#### RECORDS SUPPLIED

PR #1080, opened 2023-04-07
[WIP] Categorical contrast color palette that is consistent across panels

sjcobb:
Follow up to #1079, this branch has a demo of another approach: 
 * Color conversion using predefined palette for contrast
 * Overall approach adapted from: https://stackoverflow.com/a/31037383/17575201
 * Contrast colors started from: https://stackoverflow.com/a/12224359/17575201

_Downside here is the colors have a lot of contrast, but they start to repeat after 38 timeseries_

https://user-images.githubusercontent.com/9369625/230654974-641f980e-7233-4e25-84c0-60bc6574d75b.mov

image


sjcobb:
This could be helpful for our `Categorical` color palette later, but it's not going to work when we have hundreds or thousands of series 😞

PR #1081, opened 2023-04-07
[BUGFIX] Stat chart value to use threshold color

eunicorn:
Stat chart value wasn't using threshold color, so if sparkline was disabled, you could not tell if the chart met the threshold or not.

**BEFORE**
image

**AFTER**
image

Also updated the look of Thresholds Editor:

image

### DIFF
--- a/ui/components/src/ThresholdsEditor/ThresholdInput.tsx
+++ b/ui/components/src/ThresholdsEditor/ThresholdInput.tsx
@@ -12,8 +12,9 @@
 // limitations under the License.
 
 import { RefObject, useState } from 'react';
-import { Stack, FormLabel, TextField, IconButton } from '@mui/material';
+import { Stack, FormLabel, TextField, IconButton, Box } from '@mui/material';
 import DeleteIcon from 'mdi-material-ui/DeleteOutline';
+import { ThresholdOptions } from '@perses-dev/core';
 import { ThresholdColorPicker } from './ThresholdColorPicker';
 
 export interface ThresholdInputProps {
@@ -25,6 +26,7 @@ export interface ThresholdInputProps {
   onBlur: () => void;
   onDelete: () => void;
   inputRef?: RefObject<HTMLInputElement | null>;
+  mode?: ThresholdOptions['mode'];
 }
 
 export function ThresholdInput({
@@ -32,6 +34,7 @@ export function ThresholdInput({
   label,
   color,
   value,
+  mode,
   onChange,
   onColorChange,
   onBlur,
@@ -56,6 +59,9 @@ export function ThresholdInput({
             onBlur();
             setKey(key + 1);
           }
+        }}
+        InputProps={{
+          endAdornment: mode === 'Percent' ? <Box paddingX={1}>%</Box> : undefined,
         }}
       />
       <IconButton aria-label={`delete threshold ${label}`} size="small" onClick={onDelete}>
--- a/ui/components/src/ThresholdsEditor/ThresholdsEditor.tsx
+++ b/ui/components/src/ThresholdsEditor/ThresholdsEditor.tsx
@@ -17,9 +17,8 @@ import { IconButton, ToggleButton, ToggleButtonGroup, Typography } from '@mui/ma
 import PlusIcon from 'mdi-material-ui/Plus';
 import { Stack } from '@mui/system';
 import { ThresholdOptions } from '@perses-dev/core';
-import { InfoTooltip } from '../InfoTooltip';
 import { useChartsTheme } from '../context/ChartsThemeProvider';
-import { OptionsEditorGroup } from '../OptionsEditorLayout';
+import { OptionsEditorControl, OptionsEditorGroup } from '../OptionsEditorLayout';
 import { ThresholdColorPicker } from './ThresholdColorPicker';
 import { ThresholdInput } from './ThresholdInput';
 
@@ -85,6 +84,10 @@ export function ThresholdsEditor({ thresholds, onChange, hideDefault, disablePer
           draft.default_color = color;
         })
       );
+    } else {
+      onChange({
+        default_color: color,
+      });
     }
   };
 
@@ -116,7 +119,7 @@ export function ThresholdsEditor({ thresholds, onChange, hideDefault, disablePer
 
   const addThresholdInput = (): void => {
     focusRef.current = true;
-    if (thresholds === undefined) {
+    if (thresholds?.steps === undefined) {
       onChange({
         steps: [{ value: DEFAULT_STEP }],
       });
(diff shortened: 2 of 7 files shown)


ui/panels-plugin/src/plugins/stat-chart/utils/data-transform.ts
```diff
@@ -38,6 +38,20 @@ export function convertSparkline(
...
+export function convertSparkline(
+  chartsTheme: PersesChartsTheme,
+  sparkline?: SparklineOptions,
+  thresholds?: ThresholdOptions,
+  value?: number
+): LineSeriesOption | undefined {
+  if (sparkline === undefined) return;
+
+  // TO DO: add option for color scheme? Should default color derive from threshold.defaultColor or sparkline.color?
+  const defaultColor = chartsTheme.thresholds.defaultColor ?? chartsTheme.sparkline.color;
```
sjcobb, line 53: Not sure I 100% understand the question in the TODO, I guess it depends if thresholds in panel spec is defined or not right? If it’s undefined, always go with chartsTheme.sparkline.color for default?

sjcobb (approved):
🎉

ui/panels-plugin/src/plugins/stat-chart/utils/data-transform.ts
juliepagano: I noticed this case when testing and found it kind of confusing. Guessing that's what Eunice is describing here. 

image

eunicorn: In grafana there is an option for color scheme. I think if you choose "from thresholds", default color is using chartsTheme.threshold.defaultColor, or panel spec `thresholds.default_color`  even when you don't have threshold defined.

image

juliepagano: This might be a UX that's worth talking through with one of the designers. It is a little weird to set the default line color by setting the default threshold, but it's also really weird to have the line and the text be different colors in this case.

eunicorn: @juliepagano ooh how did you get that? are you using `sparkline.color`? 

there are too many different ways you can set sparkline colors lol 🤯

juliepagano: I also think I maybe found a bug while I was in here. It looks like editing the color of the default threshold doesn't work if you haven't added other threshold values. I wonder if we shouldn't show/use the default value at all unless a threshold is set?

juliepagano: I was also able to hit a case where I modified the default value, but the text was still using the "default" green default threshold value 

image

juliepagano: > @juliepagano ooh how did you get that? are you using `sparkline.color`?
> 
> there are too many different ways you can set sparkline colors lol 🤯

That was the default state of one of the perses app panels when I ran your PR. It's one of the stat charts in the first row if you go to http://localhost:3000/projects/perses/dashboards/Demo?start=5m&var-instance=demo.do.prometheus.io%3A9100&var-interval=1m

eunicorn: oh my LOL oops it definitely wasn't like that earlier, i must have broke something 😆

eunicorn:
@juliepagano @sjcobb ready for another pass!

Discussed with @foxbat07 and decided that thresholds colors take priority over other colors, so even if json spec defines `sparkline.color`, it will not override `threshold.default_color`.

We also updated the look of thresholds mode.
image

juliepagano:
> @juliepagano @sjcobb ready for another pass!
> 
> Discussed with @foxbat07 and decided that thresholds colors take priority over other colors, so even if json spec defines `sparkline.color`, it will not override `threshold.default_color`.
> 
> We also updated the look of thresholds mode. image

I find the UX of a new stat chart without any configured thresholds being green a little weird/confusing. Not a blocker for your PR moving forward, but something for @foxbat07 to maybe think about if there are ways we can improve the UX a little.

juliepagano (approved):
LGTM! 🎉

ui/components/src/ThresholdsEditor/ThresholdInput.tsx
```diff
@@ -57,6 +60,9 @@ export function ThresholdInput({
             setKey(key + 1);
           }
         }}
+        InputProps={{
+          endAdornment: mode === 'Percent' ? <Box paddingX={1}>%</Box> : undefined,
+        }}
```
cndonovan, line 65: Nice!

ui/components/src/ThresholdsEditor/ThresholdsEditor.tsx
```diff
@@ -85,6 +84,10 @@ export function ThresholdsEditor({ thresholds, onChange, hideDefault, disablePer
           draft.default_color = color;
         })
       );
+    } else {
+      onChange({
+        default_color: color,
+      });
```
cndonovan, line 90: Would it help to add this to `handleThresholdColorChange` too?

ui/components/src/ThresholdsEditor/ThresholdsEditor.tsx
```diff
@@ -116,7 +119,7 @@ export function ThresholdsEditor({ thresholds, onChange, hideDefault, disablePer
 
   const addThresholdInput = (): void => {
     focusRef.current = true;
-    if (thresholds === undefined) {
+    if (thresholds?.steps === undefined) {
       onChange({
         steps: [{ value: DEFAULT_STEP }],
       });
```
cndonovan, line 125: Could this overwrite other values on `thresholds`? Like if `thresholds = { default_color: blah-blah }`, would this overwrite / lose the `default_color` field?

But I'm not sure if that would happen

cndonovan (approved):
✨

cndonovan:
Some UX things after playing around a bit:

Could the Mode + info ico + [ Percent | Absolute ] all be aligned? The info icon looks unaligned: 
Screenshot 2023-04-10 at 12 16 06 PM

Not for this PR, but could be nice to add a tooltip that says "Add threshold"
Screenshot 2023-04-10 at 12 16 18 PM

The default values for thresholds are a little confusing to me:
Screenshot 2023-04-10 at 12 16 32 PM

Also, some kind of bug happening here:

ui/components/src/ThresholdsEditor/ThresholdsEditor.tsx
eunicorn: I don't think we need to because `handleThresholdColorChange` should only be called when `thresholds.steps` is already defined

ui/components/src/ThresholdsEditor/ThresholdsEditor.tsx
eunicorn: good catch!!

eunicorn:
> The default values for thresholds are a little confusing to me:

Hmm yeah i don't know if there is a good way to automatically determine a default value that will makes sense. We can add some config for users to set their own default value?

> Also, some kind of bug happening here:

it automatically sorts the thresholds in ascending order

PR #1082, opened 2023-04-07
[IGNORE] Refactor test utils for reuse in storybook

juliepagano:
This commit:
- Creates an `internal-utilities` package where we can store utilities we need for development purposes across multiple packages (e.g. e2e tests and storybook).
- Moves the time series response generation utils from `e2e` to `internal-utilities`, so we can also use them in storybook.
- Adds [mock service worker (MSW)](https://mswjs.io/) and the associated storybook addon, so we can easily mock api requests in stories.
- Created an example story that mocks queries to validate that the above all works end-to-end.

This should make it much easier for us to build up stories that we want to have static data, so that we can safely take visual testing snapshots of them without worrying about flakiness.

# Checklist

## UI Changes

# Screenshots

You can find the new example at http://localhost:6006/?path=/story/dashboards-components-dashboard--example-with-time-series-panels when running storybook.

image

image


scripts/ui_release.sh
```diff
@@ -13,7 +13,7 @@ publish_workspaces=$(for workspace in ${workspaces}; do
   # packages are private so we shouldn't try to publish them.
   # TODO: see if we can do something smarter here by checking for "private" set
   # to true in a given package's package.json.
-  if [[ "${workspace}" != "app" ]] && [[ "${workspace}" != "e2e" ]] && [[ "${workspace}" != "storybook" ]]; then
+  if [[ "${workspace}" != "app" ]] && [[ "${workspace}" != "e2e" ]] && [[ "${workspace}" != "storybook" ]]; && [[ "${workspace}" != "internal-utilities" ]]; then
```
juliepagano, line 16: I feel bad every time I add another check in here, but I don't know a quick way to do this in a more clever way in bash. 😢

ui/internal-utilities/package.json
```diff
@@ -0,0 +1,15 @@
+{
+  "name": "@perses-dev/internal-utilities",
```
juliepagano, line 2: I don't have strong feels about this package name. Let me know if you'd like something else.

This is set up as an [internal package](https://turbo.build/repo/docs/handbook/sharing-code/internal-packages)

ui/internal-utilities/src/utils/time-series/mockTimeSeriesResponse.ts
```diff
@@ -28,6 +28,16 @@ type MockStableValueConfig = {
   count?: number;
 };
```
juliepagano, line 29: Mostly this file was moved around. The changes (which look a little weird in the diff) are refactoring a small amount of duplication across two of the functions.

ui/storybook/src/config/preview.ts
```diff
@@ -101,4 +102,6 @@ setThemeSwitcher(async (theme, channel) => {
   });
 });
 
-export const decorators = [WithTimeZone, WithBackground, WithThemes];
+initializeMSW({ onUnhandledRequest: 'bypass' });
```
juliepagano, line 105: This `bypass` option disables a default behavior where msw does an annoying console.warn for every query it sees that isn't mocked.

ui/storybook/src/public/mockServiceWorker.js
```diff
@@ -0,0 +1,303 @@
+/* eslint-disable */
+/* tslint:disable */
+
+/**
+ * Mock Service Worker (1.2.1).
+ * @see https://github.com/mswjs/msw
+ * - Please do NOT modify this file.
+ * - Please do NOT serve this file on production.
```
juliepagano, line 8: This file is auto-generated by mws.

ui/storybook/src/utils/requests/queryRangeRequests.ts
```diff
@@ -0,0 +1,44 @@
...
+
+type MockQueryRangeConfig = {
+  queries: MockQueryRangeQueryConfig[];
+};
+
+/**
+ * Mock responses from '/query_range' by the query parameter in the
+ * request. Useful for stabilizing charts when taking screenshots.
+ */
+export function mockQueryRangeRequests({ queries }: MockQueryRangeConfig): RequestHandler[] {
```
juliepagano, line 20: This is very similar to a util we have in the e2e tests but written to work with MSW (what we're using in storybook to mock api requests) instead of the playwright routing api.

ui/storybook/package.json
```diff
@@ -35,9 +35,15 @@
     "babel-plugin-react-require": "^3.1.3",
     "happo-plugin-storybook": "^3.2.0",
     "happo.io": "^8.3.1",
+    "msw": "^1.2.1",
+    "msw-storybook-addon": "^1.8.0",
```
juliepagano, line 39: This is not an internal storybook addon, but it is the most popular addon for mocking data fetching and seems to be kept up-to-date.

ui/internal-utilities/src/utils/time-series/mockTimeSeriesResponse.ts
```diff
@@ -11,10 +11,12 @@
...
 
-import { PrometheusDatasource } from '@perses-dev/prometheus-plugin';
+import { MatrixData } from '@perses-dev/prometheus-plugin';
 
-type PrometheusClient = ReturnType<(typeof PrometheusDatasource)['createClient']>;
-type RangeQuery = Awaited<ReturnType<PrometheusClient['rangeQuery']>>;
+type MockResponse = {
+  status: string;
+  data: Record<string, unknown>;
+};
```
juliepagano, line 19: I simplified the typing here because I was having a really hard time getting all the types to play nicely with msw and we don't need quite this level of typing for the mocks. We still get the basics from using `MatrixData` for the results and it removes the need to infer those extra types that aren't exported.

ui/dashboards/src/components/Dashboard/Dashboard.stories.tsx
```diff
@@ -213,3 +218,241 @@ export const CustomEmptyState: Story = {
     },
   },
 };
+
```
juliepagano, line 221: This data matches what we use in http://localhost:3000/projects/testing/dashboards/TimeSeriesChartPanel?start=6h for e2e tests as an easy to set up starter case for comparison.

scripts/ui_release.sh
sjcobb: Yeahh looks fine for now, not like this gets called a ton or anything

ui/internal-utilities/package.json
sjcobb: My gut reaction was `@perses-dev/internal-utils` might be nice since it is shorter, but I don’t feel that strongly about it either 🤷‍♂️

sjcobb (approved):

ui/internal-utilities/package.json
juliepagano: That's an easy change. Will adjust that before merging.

########
#### RECORDS SUPPLIED

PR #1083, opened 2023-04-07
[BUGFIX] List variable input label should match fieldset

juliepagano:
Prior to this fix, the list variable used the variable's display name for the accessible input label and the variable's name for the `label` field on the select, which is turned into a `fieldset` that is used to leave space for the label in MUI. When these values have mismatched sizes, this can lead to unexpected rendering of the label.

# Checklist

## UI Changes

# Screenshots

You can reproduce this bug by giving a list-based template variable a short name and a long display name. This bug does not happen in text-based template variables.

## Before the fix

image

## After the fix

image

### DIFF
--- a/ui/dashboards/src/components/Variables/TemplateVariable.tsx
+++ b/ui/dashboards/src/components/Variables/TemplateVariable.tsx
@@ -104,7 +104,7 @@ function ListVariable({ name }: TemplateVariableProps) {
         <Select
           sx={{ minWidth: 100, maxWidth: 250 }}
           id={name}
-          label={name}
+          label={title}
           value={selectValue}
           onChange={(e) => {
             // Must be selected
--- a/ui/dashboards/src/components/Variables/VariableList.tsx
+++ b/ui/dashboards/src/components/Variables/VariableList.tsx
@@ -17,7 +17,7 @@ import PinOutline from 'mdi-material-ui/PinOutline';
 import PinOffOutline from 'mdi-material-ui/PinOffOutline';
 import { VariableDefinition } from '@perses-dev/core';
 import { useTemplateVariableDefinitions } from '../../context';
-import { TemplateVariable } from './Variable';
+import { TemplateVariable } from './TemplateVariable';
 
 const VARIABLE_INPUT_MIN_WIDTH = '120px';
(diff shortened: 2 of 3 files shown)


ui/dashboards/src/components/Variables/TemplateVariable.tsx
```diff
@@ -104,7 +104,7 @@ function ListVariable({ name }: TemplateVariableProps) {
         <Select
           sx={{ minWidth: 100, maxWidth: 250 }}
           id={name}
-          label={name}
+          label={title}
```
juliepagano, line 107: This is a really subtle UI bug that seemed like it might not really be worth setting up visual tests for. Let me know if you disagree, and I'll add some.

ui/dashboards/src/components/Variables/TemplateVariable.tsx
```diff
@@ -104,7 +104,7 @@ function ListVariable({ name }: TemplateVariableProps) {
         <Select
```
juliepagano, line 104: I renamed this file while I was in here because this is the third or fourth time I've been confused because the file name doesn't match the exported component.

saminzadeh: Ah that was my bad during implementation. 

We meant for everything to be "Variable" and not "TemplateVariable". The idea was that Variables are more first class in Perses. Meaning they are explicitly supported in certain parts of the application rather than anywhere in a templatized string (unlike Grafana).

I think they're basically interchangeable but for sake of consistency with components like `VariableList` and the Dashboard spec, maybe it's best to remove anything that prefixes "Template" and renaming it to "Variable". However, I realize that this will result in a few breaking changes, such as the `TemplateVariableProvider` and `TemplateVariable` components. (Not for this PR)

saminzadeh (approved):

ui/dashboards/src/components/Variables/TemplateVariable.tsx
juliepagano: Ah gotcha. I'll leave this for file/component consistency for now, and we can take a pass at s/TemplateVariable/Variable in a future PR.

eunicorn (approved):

########
#### RECORDS SUPPLIED

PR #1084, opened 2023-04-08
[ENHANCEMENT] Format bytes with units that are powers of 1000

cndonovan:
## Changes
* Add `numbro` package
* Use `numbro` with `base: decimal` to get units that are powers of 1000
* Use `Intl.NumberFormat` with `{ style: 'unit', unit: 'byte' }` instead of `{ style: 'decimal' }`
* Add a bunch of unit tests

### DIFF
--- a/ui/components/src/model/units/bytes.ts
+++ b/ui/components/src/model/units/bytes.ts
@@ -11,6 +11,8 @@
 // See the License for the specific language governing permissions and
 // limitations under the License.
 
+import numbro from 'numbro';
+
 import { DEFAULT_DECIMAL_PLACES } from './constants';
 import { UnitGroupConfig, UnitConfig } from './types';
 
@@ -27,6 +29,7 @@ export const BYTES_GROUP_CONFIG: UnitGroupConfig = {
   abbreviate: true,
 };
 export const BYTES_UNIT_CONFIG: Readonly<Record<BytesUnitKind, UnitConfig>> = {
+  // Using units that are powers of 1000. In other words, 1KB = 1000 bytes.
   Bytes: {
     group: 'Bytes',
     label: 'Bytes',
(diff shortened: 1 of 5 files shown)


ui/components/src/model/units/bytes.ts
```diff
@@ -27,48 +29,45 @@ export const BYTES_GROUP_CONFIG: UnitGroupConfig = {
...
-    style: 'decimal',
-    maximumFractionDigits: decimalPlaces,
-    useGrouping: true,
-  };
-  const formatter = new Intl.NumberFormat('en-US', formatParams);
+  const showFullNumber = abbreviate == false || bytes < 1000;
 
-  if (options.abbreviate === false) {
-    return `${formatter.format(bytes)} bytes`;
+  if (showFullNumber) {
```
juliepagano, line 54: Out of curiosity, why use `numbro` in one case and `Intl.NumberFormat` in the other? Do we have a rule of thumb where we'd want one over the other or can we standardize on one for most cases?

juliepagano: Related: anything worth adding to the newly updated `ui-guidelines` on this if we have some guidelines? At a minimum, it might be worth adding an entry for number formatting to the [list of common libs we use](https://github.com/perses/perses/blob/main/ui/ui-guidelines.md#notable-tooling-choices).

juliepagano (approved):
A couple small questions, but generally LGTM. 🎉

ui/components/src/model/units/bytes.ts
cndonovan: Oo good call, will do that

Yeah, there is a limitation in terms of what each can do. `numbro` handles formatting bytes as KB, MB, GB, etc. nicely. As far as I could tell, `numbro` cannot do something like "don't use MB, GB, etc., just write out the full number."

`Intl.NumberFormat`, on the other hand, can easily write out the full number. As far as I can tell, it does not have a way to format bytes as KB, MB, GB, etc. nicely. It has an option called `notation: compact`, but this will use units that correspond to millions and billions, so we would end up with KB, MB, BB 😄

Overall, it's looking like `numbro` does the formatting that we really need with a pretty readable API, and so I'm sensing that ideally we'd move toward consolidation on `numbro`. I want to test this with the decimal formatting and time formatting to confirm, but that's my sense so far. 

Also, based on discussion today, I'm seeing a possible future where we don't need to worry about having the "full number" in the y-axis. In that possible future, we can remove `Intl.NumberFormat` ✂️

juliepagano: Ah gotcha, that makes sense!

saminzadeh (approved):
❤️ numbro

########

**PROBLEM TO SOLVE:** Write out only the lines that run from the line containing "juliepagano, line 104: I" through the line containing "We meant for", both included, exactly as they appear above.

**RESULT FOR THIS EXERCISE:**
juliepagano, line 104: I renamed this file while I was in here because this is the third or fourth time I've been confused because the file name doesn't match the exported component.

saminzadeh: Ah that was my bad during implementation. 

We meant for everything to be "Variable" and not "TemplateVariable". The idea was that Variables are more first class in Perses. Meaning they are explicitly supported in certain parts of the application rather than anywhere in a templatized string (unlike Grafana).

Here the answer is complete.